▶ What is required: The answer must be every line of the records below that contains the word "aliases", copied out.

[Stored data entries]
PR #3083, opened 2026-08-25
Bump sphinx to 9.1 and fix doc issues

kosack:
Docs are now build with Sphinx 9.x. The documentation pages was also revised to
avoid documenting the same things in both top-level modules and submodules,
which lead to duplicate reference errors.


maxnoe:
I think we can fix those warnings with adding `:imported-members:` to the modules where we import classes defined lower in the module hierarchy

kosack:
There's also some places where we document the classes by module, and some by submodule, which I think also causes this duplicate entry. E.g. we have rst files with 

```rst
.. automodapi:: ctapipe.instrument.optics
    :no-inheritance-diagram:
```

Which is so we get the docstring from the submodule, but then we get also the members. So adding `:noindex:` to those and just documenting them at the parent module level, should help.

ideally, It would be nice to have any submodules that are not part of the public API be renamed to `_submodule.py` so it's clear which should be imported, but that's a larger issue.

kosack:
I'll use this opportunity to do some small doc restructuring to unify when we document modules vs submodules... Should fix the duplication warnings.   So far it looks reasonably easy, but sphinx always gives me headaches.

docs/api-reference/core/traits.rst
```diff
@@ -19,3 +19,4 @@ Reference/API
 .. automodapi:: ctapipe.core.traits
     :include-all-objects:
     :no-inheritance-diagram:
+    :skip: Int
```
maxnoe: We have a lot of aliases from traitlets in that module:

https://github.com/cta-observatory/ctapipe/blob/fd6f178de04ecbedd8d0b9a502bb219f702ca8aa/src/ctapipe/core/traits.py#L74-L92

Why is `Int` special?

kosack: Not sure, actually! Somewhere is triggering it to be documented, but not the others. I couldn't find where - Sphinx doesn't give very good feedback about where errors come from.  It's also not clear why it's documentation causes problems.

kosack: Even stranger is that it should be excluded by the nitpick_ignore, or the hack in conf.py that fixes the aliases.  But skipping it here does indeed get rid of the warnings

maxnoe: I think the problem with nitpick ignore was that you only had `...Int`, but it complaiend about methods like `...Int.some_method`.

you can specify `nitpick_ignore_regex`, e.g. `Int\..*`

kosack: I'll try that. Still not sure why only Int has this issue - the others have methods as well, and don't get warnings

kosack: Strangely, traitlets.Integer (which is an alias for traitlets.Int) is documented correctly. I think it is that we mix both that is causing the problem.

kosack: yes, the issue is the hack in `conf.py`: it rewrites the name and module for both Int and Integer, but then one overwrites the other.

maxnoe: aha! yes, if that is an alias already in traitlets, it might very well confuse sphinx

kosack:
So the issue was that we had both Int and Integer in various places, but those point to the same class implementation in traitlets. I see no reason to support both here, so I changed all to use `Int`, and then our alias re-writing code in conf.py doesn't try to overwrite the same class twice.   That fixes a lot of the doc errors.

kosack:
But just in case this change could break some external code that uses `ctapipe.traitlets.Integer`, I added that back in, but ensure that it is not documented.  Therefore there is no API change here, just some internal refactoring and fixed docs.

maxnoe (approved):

---

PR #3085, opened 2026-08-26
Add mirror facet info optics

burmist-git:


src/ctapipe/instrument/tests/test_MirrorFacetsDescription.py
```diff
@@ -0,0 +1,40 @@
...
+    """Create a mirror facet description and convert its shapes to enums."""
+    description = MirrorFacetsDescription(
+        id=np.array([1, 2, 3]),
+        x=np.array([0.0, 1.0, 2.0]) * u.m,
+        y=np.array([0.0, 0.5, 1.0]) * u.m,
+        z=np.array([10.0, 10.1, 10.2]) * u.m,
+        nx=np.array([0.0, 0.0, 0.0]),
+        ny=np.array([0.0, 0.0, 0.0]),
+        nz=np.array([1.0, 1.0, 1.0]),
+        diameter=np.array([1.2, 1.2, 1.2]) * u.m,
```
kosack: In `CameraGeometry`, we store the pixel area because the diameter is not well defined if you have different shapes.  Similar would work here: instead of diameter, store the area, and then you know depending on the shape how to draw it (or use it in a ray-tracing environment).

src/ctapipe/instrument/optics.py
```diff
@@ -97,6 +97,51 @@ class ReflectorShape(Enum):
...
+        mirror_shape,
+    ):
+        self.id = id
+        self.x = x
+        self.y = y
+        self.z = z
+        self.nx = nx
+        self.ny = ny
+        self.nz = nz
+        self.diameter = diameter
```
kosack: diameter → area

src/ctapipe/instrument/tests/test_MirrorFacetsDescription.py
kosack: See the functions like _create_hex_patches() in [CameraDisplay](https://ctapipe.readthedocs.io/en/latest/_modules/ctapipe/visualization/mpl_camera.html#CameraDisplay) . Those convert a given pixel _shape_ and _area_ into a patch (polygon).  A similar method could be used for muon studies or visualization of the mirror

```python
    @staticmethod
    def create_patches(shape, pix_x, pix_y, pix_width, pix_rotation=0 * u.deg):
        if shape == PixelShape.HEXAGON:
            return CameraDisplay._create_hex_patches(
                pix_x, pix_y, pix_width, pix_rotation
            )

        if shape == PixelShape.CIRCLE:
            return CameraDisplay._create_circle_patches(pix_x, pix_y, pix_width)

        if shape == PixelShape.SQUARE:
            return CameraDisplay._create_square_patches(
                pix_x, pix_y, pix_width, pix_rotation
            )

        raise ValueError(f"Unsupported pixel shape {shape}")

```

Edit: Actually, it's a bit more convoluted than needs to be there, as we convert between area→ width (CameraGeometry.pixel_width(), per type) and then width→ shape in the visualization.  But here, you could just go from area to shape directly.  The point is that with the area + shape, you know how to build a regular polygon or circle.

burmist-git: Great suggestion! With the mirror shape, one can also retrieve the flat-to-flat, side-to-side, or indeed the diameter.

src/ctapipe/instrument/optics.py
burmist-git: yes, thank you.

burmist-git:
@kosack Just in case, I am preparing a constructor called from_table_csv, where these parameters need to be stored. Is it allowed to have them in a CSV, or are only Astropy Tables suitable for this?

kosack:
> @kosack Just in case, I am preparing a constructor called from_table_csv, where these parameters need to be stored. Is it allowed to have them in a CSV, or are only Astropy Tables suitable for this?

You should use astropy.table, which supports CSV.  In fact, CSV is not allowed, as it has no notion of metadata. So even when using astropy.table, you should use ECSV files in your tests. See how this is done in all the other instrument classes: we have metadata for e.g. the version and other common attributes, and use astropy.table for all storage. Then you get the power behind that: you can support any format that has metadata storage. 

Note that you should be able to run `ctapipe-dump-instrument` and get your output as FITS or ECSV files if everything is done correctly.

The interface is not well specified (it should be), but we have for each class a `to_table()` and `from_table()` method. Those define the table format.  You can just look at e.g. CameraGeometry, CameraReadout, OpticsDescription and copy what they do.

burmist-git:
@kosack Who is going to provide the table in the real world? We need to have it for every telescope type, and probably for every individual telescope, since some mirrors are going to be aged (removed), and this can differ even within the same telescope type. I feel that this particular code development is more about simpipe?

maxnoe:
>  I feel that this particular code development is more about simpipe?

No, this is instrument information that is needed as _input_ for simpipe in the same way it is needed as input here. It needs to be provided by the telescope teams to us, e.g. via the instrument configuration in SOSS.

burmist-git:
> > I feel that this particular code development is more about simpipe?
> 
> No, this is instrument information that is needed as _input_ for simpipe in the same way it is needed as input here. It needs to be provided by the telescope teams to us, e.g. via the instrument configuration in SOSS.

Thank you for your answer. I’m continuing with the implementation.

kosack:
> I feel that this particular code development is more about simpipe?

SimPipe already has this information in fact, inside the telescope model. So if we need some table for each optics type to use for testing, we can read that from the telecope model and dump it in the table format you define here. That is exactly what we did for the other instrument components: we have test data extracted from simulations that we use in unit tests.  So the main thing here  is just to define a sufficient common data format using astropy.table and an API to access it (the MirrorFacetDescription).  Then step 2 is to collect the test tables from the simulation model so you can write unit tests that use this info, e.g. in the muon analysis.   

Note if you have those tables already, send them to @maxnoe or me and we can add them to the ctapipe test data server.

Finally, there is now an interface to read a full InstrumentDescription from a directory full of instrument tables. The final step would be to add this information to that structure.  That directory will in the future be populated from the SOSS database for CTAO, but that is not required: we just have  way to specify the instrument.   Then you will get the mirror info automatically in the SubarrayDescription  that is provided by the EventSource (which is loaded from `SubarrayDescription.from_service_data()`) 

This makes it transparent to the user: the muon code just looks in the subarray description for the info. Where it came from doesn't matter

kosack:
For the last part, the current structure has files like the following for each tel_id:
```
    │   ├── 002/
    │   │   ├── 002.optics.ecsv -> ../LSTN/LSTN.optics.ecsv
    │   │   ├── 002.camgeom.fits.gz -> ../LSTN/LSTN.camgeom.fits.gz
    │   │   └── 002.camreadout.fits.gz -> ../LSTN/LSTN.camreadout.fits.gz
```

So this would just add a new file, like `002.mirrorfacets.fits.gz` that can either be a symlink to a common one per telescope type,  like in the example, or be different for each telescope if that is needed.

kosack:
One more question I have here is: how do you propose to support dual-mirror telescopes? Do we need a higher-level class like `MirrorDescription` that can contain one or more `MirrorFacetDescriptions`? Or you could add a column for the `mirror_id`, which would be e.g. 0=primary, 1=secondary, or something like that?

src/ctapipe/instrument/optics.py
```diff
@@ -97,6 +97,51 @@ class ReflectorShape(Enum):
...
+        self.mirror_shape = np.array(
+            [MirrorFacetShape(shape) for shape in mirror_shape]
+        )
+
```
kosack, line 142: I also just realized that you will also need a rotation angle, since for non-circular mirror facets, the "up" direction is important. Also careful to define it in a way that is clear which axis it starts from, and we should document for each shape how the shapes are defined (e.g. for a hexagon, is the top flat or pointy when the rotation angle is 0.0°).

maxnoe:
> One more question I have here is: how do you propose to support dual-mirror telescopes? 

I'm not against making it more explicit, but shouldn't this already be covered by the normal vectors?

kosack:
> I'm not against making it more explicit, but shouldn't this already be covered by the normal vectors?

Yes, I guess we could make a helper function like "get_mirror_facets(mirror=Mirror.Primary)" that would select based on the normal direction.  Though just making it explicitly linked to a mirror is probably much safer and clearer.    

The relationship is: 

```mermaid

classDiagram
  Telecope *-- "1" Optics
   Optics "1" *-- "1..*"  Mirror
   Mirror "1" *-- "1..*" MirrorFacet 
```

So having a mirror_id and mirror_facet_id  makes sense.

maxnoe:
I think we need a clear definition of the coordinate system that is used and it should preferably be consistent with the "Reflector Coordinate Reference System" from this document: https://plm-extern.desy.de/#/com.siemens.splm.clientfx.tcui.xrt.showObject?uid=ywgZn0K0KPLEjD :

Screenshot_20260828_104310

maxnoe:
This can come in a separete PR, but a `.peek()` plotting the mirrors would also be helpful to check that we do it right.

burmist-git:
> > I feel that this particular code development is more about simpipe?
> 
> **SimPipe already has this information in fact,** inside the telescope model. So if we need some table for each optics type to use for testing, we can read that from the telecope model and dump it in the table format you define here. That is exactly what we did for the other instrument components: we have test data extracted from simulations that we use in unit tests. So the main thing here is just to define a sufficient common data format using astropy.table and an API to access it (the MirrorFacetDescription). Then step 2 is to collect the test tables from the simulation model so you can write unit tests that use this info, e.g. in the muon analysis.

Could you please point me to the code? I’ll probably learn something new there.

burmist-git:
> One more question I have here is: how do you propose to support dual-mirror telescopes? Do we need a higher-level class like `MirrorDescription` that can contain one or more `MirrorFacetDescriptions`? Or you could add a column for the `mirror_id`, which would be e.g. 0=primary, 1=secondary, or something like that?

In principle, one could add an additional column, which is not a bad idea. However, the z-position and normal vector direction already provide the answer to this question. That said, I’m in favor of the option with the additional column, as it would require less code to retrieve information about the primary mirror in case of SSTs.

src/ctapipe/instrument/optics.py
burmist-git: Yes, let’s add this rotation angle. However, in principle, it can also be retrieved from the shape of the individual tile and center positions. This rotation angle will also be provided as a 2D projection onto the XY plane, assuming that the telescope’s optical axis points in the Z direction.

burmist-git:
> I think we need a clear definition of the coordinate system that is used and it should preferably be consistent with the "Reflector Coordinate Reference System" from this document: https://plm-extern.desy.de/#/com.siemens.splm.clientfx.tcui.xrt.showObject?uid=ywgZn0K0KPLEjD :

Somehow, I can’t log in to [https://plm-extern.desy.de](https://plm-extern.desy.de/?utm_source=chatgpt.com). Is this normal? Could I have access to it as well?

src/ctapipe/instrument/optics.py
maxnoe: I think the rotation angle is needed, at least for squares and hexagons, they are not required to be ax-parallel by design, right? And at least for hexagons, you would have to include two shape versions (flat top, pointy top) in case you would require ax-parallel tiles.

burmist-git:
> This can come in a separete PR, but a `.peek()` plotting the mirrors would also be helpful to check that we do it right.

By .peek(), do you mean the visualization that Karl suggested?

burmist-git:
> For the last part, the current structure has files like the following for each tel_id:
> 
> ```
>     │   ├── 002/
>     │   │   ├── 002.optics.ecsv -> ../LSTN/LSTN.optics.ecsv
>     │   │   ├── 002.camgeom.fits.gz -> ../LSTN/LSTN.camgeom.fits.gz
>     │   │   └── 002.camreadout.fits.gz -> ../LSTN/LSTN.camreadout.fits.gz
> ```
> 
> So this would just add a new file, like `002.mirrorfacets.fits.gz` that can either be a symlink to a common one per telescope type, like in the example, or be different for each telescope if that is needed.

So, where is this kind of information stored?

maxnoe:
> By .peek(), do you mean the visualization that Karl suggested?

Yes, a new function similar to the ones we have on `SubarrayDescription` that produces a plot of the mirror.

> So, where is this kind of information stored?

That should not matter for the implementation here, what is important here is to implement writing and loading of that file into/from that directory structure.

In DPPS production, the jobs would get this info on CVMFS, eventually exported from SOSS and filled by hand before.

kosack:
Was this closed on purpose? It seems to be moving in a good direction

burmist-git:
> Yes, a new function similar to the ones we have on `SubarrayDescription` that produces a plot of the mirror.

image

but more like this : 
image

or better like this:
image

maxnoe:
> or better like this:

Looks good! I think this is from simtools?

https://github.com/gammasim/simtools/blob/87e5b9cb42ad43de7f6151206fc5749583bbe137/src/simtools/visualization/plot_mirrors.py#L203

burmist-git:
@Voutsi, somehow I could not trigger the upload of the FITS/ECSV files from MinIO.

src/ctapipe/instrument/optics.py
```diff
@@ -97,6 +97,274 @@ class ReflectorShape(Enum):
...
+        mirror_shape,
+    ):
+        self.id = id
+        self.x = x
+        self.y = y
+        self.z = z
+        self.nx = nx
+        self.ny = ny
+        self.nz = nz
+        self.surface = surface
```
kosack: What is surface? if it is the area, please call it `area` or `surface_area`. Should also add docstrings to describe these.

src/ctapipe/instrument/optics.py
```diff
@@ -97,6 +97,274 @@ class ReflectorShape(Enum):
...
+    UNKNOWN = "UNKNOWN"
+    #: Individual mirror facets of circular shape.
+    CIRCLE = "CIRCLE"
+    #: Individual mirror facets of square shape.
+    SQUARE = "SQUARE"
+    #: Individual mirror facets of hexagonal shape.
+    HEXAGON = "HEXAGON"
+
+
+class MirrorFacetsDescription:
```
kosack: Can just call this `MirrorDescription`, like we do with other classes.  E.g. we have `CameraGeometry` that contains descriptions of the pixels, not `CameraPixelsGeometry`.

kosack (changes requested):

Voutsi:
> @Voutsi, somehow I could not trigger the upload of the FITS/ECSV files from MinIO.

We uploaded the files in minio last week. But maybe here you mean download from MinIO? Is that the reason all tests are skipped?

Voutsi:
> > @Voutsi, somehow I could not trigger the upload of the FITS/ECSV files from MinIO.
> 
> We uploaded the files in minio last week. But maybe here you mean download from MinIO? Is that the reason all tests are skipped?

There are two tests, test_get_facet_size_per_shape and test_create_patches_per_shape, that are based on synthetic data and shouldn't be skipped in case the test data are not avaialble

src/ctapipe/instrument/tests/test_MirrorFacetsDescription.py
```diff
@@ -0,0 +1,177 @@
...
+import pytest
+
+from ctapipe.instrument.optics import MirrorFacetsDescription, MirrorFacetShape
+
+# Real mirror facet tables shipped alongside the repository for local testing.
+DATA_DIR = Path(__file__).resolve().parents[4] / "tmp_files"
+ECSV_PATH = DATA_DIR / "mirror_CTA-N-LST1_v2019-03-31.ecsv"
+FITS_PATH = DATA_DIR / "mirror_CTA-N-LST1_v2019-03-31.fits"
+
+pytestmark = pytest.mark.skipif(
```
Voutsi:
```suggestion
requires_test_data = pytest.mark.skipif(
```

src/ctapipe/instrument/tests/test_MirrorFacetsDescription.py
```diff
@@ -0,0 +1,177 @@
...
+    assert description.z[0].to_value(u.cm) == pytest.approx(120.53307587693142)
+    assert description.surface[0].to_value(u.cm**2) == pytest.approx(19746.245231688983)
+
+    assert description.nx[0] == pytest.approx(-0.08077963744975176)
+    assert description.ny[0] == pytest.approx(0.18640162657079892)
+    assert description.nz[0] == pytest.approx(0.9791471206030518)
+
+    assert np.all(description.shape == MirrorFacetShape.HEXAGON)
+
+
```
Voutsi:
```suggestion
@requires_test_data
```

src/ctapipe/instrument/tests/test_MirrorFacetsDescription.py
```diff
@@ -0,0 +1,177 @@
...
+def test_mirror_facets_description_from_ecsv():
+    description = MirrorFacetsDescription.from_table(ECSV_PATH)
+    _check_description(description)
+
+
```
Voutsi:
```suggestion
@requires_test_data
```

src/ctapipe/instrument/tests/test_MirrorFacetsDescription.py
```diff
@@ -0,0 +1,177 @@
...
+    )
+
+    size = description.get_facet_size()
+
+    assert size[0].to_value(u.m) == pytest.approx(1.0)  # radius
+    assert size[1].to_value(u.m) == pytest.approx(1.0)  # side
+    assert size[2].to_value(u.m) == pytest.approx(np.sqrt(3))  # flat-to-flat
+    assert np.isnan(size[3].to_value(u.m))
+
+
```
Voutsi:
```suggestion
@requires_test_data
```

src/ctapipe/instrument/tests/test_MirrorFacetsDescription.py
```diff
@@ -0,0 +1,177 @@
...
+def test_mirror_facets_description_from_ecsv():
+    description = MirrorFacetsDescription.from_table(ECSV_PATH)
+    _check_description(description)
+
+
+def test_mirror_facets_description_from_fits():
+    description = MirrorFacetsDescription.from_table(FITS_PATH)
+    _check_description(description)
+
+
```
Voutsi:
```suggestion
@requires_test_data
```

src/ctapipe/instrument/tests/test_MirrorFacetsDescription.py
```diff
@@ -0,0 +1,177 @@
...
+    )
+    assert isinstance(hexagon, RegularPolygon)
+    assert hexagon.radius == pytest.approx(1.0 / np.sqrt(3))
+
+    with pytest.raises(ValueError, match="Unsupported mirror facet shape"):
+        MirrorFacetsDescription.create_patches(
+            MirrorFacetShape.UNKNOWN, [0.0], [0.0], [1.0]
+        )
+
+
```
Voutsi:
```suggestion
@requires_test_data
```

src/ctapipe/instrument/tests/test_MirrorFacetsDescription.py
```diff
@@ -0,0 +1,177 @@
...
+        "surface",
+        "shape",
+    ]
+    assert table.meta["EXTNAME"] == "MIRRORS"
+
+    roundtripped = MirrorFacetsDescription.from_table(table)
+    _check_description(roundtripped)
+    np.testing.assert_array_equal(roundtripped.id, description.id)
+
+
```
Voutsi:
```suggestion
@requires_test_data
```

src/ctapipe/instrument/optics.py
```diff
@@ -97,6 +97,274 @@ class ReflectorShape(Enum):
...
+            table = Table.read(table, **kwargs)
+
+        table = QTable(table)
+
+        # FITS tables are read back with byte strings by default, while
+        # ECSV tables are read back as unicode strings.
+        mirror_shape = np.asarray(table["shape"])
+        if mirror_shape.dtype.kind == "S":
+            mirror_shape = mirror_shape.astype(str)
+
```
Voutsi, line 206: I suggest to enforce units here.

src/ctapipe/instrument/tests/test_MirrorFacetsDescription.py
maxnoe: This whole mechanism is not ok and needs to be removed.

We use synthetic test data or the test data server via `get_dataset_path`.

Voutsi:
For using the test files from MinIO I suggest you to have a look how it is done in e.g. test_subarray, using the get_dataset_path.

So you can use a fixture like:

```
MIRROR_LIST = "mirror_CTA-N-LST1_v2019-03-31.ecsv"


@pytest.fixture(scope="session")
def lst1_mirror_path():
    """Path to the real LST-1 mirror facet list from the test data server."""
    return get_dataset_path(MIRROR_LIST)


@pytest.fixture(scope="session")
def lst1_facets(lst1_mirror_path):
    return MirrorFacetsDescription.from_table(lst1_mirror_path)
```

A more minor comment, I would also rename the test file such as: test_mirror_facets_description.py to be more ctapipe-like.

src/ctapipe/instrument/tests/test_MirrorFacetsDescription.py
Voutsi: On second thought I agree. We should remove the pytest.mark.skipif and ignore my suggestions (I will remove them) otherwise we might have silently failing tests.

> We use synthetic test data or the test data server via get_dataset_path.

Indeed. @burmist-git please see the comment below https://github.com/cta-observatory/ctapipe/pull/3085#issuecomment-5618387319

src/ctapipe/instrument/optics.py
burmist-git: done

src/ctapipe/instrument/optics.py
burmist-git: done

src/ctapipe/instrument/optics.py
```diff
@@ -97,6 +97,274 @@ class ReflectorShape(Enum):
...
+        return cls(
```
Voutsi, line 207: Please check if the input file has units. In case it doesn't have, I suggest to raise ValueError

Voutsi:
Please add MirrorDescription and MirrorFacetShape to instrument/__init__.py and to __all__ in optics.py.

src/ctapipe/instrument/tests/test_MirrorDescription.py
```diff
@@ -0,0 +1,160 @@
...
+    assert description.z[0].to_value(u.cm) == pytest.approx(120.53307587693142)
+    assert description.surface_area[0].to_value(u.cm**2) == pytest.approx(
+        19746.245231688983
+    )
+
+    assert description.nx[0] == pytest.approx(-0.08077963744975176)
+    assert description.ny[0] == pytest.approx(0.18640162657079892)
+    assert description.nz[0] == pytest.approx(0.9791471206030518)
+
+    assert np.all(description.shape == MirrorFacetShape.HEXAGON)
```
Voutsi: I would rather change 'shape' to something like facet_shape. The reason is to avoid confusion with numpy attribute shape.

▶ Exercise result:
maxnoe: We have a lot of aliases from traitlets in that module:
kosack: Even stranger is that it should be excluded by the nitpick_ignore, or the hack in conf.py that fixes the aliases.  But skipping it here does indeed get rid of the warnings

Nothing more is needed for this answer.